Former SHU baseball players succeeding at next level

Seton Hall made a memorable run in the Big East tournament a year ago and now, many of the players that fueled its run to the championship game are now achieving similar success at the professional level.

Seven players from last season’s 30-win team were either drafted or signed with Major League Baseball franchises in June – a testament to the success coach Rob Shepherd has achieved developing and preparing players for the next level in recent years. Seven affiliated signings in one summer is a program record and 17 players have been drafted in the past decade.

Photo via SHU Athletics

The first Seton Hall player to be drafted in June, pitcher Billy Layne Jr., was selected by the Texas Rangers in the 11th round and became one of the best pitchers in the Arizona League in a matter of months. In 10 appearances (five starts), Layne Jr. was dominant, pitching to a 1.63 earned run average over 27.2 innings of work. While demonstrating pinpoint control with 36 strikeouts and only four walks, opponents only hit .212 off the right hander and a promotion to A-ball is in the cards sooner rather than later.

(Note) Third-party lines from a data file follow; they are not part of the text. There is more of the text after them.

PR #2412, opened 2020-05-15
remove cgroup path recursively in cgroup v2

### LINKED ISSUE #2403: cgroup2: Manager.Destroy() should recursively delete subgroups
```console
$ docker version
Client:
 Version:           20.03.0-dev
 API version:       1.41
 Go version:        go1.13.10
 Git commit:        5bf109154
 Built:             Thu May 14 05:59:55 2020
 Context:           default
 Experimental:      true

Server:
 Engine:
  Version:          dev
  Go version:       go1.13.10
  Git commit:       4e102ab1f0
  Built:            Thu May 14 05:57:27 2020
  OS/Arch:          linux/amd64
  Experimental:     true
 containerd:
  Version:          v1.3.0-577-g7207226e
  GitCommit:        7207226e9d9aa6af9b48b681137139873b7c692d
 runc:
  Version:          1.0.0-rc10+dev
  GitCommit:        3f1e88699199d844dd211cbf5108eeff9444674e
 docker-init:
  Version:          0.18.0
  GitCommit:        fec3683
```

```console
$ docker run -it --rm --privileged alpine mkdir /sys/fs/cgroup/foo
$ ls /sys/fs/cgroup/docker/
7643812e0a0390cc595543190844ab9c10e064646b563549c17e3c05ce519523  cpu.pressure           io.pressure          memory.stat
cgroup.controllers                                                cpuset.cpus            io.stat              memory.swap.current
cgroup.events                                                     cpuset.cpus.effective  io.weight            memory.swap.events
cgroup.freeze                                                     cpuset.cpus.partition  memory.current       memory.swap.max
cgroup.max.depth                                                  cpuset.mems            memory.events        pids.current
cgroup.max.descendants                                            cpuset.mems.effective  memory.events.local  pids.events
cgroup.procs                                                      cpu.stat               memory.high          pids.max
cgroup.stat                                                       cpu.uclamp.max         memory.low           rdma.current
cgroup.subtree_control                                            cpu.uclamp.min         memory.max           rdma.max
cgroup.threads                                                    cpu.weight             memory.min
cgroup.type                                                       cpu.weight.nice        memory.oom.group
cpu.max                                                           io.max                 memory.pressure
$ ls /sys/fs/cgroup/docker/7643812e0a0390cc595543190844ab9c10e064646b563549c17e3c05ce519523/
cgroup.controllers      cgroup.threads         cpuset.mems.effective  io.pressure          memory.max           pids.current
cgroup.events           cgroup.type            cpu.stat               io.stat              memory.min           pids.events
cgroup.freeze           cpu.max                cpu.uclamp.max         io.weight            memory.oom.group     pids.max
cgroup.max.depth        cpu.pressure           cpu.uclamp.min         memory.current       memory.pressure      rdma.current
cgroup.max.descendants  cpuset.cpus            cpu.weight             memory.events        memory.stat          rdma.max
cgroup.procs            cpuset.cpus.effective  cpu.weight.nice        memory.events.local  memory.swap.current
cgroup.stat             cpuset.cpus.partition  foo                    memory.high          memory.swap.events
cgroup.subtree_control  cpuset.mems            io.max                 memory.low           memory.swap.max
```

`Manager.Destroy()` should recursively delete subgroups.

lifubang:
fix #2403 

If we have subcgroups in a cgroup path, we should remove it recursively.

### DIFF
--- a/libcontainer/cgroups/fs2/fs2.go
+++ b/libcontainer/cgroups/fs2/fs2.go
@@ -156,11 +156,35 @@ func (m *manager) Freeze(state configs.FreezerState) error {
 	return nil
 }
 
-func (m *manager) Destroy() error {
-	if err := os.Remove(m.dirPath); err != nil && !os.IsNotExist(err) {
+// removeCgroupPath aims to remove cgroup path recursively
+// Because there may be subcgroups in it.
+func removeCgroupPath(path string) error {
+	infos, err := ioutil.ReadDir(path)
+	if err != nil {
+		if os.IsNotExist(err) {
+			err = nil
+		}
 		return err
 	}
-	return nil
+	for _, info := range infos {
+		if info.IsDir() {
+			// We should remove subcgroups dir first
+			if err = removeCgroupPath(filepath.Join(path, info.Name())); err != nil {
+				break
+			}
+		}
+	}
+	if err == nil {
+		err = os.Remove(path)
+		if os.IsNotExist(err) {
+			err = nil
+		}
+	}
+	return err
+}
+
+func (m *manager) Destroy() error {
+	return removeCgroupPath(m.dirPath)
 }
 
 func (m *manager) Path(_ string) string {
--- a/tests/integration/delete.bats
+++ b/tests/integration/delete.bats
@@ -51,3 +51,58 @@ function teardown() {
   runc delete --force notexists
   [ "$status" -eq 0 ]
 }
+
+@test "runc delete --force in cgroupv2 with subcgroups" {
+  requires cgroups_v2 root
+  set_cgroups_path "$BUSYBOX_BUNDLE"
+
+  # grant `rw` priviledge to `/sys/fs/cgroup`
+  cat "${BUSYBOX_BUNDLE}/config.json"\
+   | jq '.mounts |= map((select(.type=="cgroup") | .options -= ["ro"]) // .)'\
+   > "${BUSYBOX_BUNDLE}/config.json.tmp"
+  mv "${BUSYBOX_BUNDLE}/config.json"{.tmp,}
+
+  # run busybox detached
+  runc run -d --console-socket $CONSOLE_SOCKET test_busybox
+  [ "$status" -eq 0 ]
+
+  # check state
+  testcontainer test_busybox running
+
+  # create a sub process
+  __runc exec -d test_busybox sleep 1d
+  [ "$status" -eq 0 ]
+
+  # find the pid of sleep
+  pid=$(__runc exec test_busybox ps -a | grep 1d | awk '{print $1}')
+  [[ ${pid} =~ [0-9]+ ]]
+
+  # create subcgroups
+  cat <<EOF > nest.sh
+  cd /sys/fs/cgroup
+  for f in \$(cat cgroup.controllers); do echo +\$f > cgroup.subtree_control; done
+  mkdir foo
+  cd foo
+  echo threaded > cgroup.type
+  echo ${pid} > cgroup.threads
+  cat cgroup.threads
+EOF
+  cat nest.sh | runc exec test_busybox sh
+  [[ ${output} =~ [0-9]+ ]]
+
+  # check create subcgroups success
+  [ -d $CGROUP_PATH/foo ]
+
+  # check cgroup.threads' value
+  runc exec test_busybox cat /sys/fs/cgroup/foo/cgroup.threads
+  [[ ${output} =~ [0-9]+ ]]
+
+  # force delete test_busybox
+  runc delete --force test_busybox
+
+  runc state test_busybox
+  [ "$status" -ne 0 ]
+
+  # check delete subcgroups success
+  [ ! -d $CGROUP_PATH/foo ]
+}


libcontainer/cgroups/fs2/fs2.go
```diff
@@ -158,7 +158,7 @@ func (m *manager) Freeze(state configs.FreezerState) error {
 }
 
 func (m *manager) Destroy() error {
-	if err := os.Remove(m.dirPath); err != nil && !os.IsNotExist(err) {
+	if err := os.RemoveAll(m.dirPath); err != nil && !os.IsNotExist(err) {
```
kolyshkin, line 161: 1. Theoretically speaking, we should only remove the directories, as cgroup file removes is not supported and will result in some error (possibly `EPERM`). I am not sure how RemoveAll() works, but ...

2. os.RemoveAll() doc says:

> It removes everything it can but returns the first error it encounters. If the path does not exist, RemoveAll returns nil (no error).

so 
* it should not return `IsNotExist()`, and thus the check for it is not needed
* it might return some other error, which we'll return.

All of this makes me think we have to write a removal function based on `filepath.Walk` or `ioutil.ReadDir`, which will only remove directories.

kolyshkin:
We need a test case -- create sub-cgroups, check they are actually removed.

libcontainer/cgroups/fs2/fs2.go
kolyshkin: But maybe I'm wrong and this works fine as it is. This is why we need a test case or two.

lifubang:
> We need a test case -- create sub-cgroups, check they are actually removed.

I add a test case in `delete.bats`, it test success in my computer(Fedora 31).
```
root@acm:/opt/mygo/src/github.com/opencontainers/runc# make localintegration TESTPATH=/delete.bats
go build "-mod=vendor" -buildmode=pie  -tags "seccomp selinux apparmor" -ldflags "-X main.gitCommit="15ec27f390f377780e1c332d24588e7e2ba7d3d3-dirty" -X main.version=1.0.0-rc10+dev " -o runc .
go build "-mod=vendor" -buildmode=pie  -tags "seccomp selinux apparmor" -ldflags "-X main.gitCommit="15ec27f390f377780e1c332d24588e7e2ba7d3d3-dirty" -X main.version=1.0.0-rc10+dev " -o contrib/cmd/recvtty/recvtty ./contrib/cmd/recvtty
bats -t tests/integration/delete.bats
1..4
ok 1 runc delete
ok 2 runc delete --force
ok 3 runc delete --force with subcgroups in v2
ok 4 runc delete --force ignore not exist
root@acm:/opt/mygo/src/github.com/opencontainers/runc#
```
But failed in CI:
```
not ok 24 runc delete --force with subcgroups in v2
# (in test file tests/integration/delete.bats, line 74)
```
the line 72-74 is:
```
# run busybox detached
  runc run -d --console-socket $CONSOLE_SOCKET test_busybox
  [ "$status" -eq 0 ]
```
So, we can't create `rw` cgroup mount in CI?
@kolyshkin PTAL, thanks.

tests/integration/delete.bats
```diff
@@ -47,6 +47,52 @@ function teardown() {
...
+ 
+  # run busybox detached
+  runc run -d --console-socket $CONSOLE_SOCKET test_busybox
+  [ "$status" -eq 0 ]
+
+  # check state
+  testcontainer test_busybox running
+
+  # create subcgroups
+  runc exec -t test_busybox mkdir -p /sys/fs/cgroup/foo/bar
```
lifubang, line 80: How about change this line to `mkdir -p $CGROUP_PATH/foo/bar`?
I think it is enough for this test case.

libcontainer/cgroups/fs2/fs2.go
lifubang: > * it should not return `IsNotExist()`, and thus the check for it is not needed

Yes, removed now.

tests/integration/delete.bats
```diff
@@ -51,3 +51,49 @@ function teardown() {
...
+            "noexec",
+            "nodev",
+            "relatime",
+            "rw"
+    ]
+EOF
+    )
+  DATA=$(echo ${DATA} | sed 's/\n/\\n/g' | sed 's/\//\\\//g')
+  sed -i ":a;N;s/\n//g;ta" ${BUSYBOX_BUNDLE}/config.json
+  sed -i "s/\"destination\": \"\/sys\/fs\/cgroup\",[^}]*/${DATA}/" ${BUSYBOX_BUNDLE}/config.json
```
kolyshkin, line 75: maybe you can use `jq` here instead of `sed`, could be more readable.

tests/integration/delete.bats
```diff
@@ -51,3 +51,49 @@ function teardown() {
...
+
+  # force delete test_busybox
+  runc delete --force test_busybox
+
+  runc state test_busybox
+  [ "$status" -ne 0 ]
+
+  # check delete subcgroups success
+  [ ! -d $CGROUP_PATH/foo ]
+}
```
kolyshkin, line 99: nit: no newline at EOF

tests/integration/delete.bats
kolyshkin: In fact @AkihiroSuda already added a helper function that does it, see https://github.com/opencontainers/runc/pull/2416/

libcontainer/cgroups/fs2/fs2.go
AkihiroSuda: As Kir said, `filepath.Walk` is the right way.

tests/integration/delete.bats
```diff
@@ -51,3 +51,36 @@ function teardown() {
...
 }
+
+@test "runc delete --force in cgroupv2 with subcgroups" {
+  requires cgroups_v2 root
+  set_cgroups_path "$BUSYBOX_BUNDLE"
+
+  # grant `rw` priviledge to `/sys/fs/cgroup`
+  cat ${BUSYBOX_BUNDLE}/config.json\
+   | jq '.mounts |= map((select(.type=="cgroup") | .options -= ["ro"] | .options += ["rw"]) //.)'\
+   > ${BUSYBOX_BUNDLE}/config.json
```
lifubang, line 62: Why `>` can't work in here?

lifubang: It can work in my pc:
```
[root@localhost runc]# make localintegration TESTPATH=/delete.bats RUNC_USE_SYSTEMD=1
go build "-mod=vendor" -buildmode=pie  -tags "seccomp selinux apparmor" -ldflags "-X main.gitCommit="98a52396ea5807c141118704e0540b76edc5c03e" -X main.version=1.0.0-rc10+dev " -o runc .
go build "-mod=vendor" -buildmode=pie  -tags "seccomp selinux apparmor" -ldflags "-X main.gitCommit="98a52396ea5807c141118704e0540b76edc5c03e" -X main.version=1.0.0-rc10+dev " -o contrib/cmd/recvtty/recvtty ./contrib/cmd/recvtty
bats -t tests/integration/delete.bats
1..4
ok 1 runc delete
ok 2 runc delete --force
ok 3 runc delete --force ignore not exist
ok 4 runc delete --force in cgroupv2 with subcgroups
[root@localhost runc]#
```

libcontainer/cgroups/fs2/fs2.go
lifubang: > As Kir said, `filepath.Walk` is the right way.

Yes, I looked the code of `os.RemoveAll`, it does removes everything it can. But ignore the `EPERM` error.
```
if err != syscall.EISDIR && err != syscall.EPERM && err != syscall.EACCES {
```
So, it does not worth to use `os.RemoveAll`.
Changed to `ioutil.ReadDir`.

libcontainer/cgroups/utils.go
```diff
@@ -479,6 +479,26 @@ func RemovePaths(paths map[string]string) (err error) {
 	return fmt.Errorf("Failed to remove paths: %v", paths)
 }
 
+// RemoveCgroupPath aims to remove cgroup path recursively
+// Because there may be subcgroups in it.
+func RemoveCgroupPath(path string) error {
```
AkihiroSuda, line 484: `RemovePathUnified`?

AkihiroSuda:
LGTM, though I expect the function name to be more descriptive

AkihiroSuda:
LGTM

libcontainer/cgroups/utils.go
```diff
@@ -479,6 +479,26 @@ func RemovePaths(paths map[string]string) (err error) {
...
+// RemovePathUnified aims to remove cgroup path recursively
+// Because there may be subcgroups in it.
+func RemovePathUnified(path string) error {
+	infos, err := ioutil.ReadDir(path)
+	if err != nil {
+		return err
+	}
+	for _, info := range infos {
+		if info.IsDir() {
+			if err = RemovePathUnified(filepath.Join(path, info.Name())); err != nil {
```
lifubang, line 491: Maybe here should ignore NotExist error?

AkihiroSuda: Yes

AkihiroSuda:
LGTM

libcontainer/cgroups/utils.go
```diff
@@ -479,6 +479,26 @@ func RemovePaths(paths map[string]string) (err error) {
 	return fmt.Errorf("Failed to remove paths: %v", paths)
 }
 
+// RemovePathUnified aims to remove cgroup path recursively
+// Because there may be subcgroups in it.
+func RemovePathUnified(path string) error {
+	infos, err := ioutil.ReadDir(path)
+	if err == nil {
```
kolyshkin, line 486: 1 nit:
```go
if err != nil {
   if os.IsNotExist(err) {
      err = nil
   }
   return err
}
```

so
1. the rest of function will be less indented
2. we won't return ENOENT.

libcontainer/cgroups/utils.go
```diff
@@ -479,6 +479,26 @@ func RemovePaths(paths map[string]string) (err error) {
...
+		for _, info := range infos {
+			if info.IsDir() {
+				// We should remove subcgroups dir first
+				if err = RemovePathUnified(filepath.Join(path, info.Name())); err != nil && !os.IsNotExist(err) {
```
kolyshkin, line 490: with the above suggestion, we won't have to check for `IsNotExist` here.

libcontainer/cgroups/utils.go
```diff
@@ -479,6 +479,26 @@ func RemovePaths(paths map[string]string) (err error) {
...
+					break
+				}
+			}
+		}
+		if err == nil || os.IsNotExist(err) {
```
kolyshkin, line 495: ...and here

libcontainer/cgroups/utils.go
```diff
@@ -479,6 +479,26 @@ func RemovePaths(paths map[string]string) (err error) {
...
+			return os.Remove(path)
```
kolyshkin, line 496: I think we should avoid returning `ENOENT` from here as well (similar to what `os.RemoveAll()` does.

libcontainer/cgroups/utils.go
```diff
@@ -479,6 +479,26 @@ func RemovePaths(paths map[string]string) (err error) {
 	return fmt.Errorf("Failed to remove paths: %v", paths)
 }
 
+// RemovePathUnified aims to remove cgroup path recursively
+// Because there may be subcgroups in it.
+func RemovePathUnified(path string) error {
+	infos, err := ioutil.ReadDir(path)
```
kolyshkin, line 485: OK, I think we can optimize things for the common case here:

```go
err := os.Remove(path)
if err == nil || os.IsNotExist(err) {
  return nil
}
// remove subdirectories first
infos, err :=  ioutil.ReadDir(path)
....
```

libcontainer/cgroups/utils.go
```diff
@@ -479,6 +479,26 @@ func RemovePaths(paths map[string]string) (err error) {
 	return fmt.Errorf("Failed to remove paths: %v", paths)
 }
 
+// RemovePathUnified aims to remove cgroup path recursively
+// Because there may be subcgroups in it.
+func RemovePathUnified(path string) error {
```
kolyshkin, line 484: Since we're only using this function from `fs2`, why don't we move it to fs2 and make it private.

Maybe rename to `removeCgroupPath` or so.

kolyshkin:
left an optimization suggestion for `RemovePathUnified`, and a few nits.

Found another problem as well -- the test case added works even without the changes. I think we need to make sure the test case fails, then make it work, otherwise it's not clear what are we fixing here. Maybe the sub-cgroup need to have some limits set? IDK.

```console
$ git fetch lifubang 
...
$ git checkout removecgpath
Branch 'removecgpath' set up to track remote branch 'removecgpath' from 'lifubang'.
Switched to a new branch 'removecgpath'

$ git show libcontainer/ | patch -p1 -R # revert the "fixing" part
patching file libcontainer/cgroups/fs2/fs2.go
patching file libcontainer/cgroups/utils.go

$ sudo -s
# RUNC_USE_SYSTEMD=yes make localintegration TESTPATH=/delete.bats
go build "-mod=vendor" -buildmode=pie  -tags "seccomp selinux apparmor" -ldflags "-X main.gitCommit="430a1e88c359974ba441cf75b619626cece7c261-dirty" -X main.version=1.0.0-rc10+dev " -o runc .
go build "-mod=vendor" -buildmode=pie  -tags "seccomp selinux apparmor" -ldflags "-X main.gitCommit="430a1e88c359974ba441cf75b619626cece7c261-dirty" -X main.version=1.0.0-rc10+dev " -o contrib/cmd/recvtty/recvtty ./contrib/cmd/recvtty
bats -t tests/integration/delete.bats
1..4
ok 1 runc delete
ok 2 runc delete --force
ok 3 runc delete --force ignore not exist
ok 4 runc delete --force in cgroupv2 with subcgroups
```

AkihiroSuda:
LGTM

mrunalp:
LGTM

libcontainer/cgroups/utils.go
kolyshkin: I still think it's a pretty good optimization. Will follow up.

tests/integration/delete.bats
```diff
@@ -51,3 +51,58 @@ function teardown() {
...
+  [ "$status" -eq 0 ]
+
+  # find the pid of sleep
+  pid=$(__runc exec test_busybox ps -a | grep 1d | awk '{print $1}')
+  [[ ${pid} =~ [0-9]+ ]]
+
+  # create subcgroups
+  cat <<EOF > nest.sh
+  cd /sys/fs/cgroup
+  for f in \$(cat cgroup.controllers); do echo +\$f > cgroup.subtree_control; done
```
kolyshkin, line 83: This gives an error on my system when trying to enable io controller.

Most probably just `+pids` is enough (and it won't error).

tests/integration/delete.bats
```diff
@@ -51,3 +51,58 @@ function teardown() {
...
+  # run busybox detached
+  runc run -d --console-socket $CONSOLE_SOCKET test_busybox
+  [ "$status" -eq 0 ]
+
+  # check state
+  testcontainer test_busybox running
+
+  # create a sub process
+  __runc exec -d test_busybox sleep 1d
+  [ "$status" -eq 0 ]
```
kolyshkin, line 74: `__runc` does not set `$status`, so this check is checking and older status.

tests/integration/delete.bats
```diff
@@ -51,3 +51,58 @@ function teardown() {
...
+
+  # find the pid of sleep
+  pid=$(__runc exec test_busybox ps -a | grep 1d | awk '{print $1}')
```
kolyshkin, line 77: `busybox ps` does not have `-a`, but fortunately it is ignored.

tests/integration/delete.bats
```diff
@@ -51,3 +51,58 @@ function teardown() {
...
+  cd /sys/fs/cgroup
+  for f in \$(cat cgroup.controllers); do echo +\$f > cgroup.subtree_control; done
+  mkdir foo
+  cd foo
+  echo threaded > cgroup.type
+  echo ${pid} > cgroup.threads
+  cat cgroup.threads
+EOF
+  cat nest.sh | runc exec test_busybox sh
+  [[ ${output} =~ [0-9]+ ]]
```
kolyshkin, line 91: you don't check the exit status

tests/integration/delete.bats
```diff
@@ -51,3 +51,58 @@ function teardown() {
...
+  __runc exec -d test_busybox sleep 1d
+  [ "$status" -eq 0 ]
+
+  # find the pid of sleep
+  pid=$(__runc exec test_busybox ps -a | grep 1d | awk '{print $1}')
+  [[ ${pid} =~ [0-9]+ ]]
+
+  # create subcgroups
+  cat <<EOF > nest.sh
+  cd /sys/fs/cgroup
```
kolyshkin, line 82: makes sense to add `set -x -u -e`

tests/integration/delete.bats
```diff
@@ -51,3 +51,58 @@ function teardown() {
...
+EOF
+  cat nest.sh | runc exec test_busybox sh
+  [[ ${output} =~ [0-9]+ ]]
+
+  # check create subcgroups success
+  [ -d $CGROUP_PATH/foo ]
+
+  # check cgroup.threads' value
+  runc exec test_busybox cat /sys/fs/cgroup/foo/cgroup.threads
+  [[ ${output} =~ [0-9]+ ]]
```
kolyshkin, line 98: We have already checked it above (the output of `nest.sh` script), looks like this check is redundant.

Layne Jr. is not the only former Seton Hall pitcher who is off to a hot start at the professional level, as reliever Andrew Politi has thrived in the Boston Red Sox organization with his elite fastball. After being sent to the single-A short season Lowell Spinners’, Politi appeared in a team-high 21 games and served as the team’s closer late in the season. He compiled a 4.34 earned run average in 29 innings pitched and struck out 43 batters, good enough for fourth best on the team.

Former ace Shane McCarthy picked up where he left off at Seton Hall, pitching to a 2-0 record with a 1.35 earned run average in 20 innings of work out of the bullpen as he makes the transition to becoming a full-time reliever. Matt Leon has also found a home in a minor league bullpen after going undrafted as a member of the Los Angeles Angels organization alongside former Seton Hall teammate Derrick Jenkins. Cullen Dana also saw his name called in the 30th round when the Padres selected him, but he has not pitched as he works his way back from Tommy John surgery.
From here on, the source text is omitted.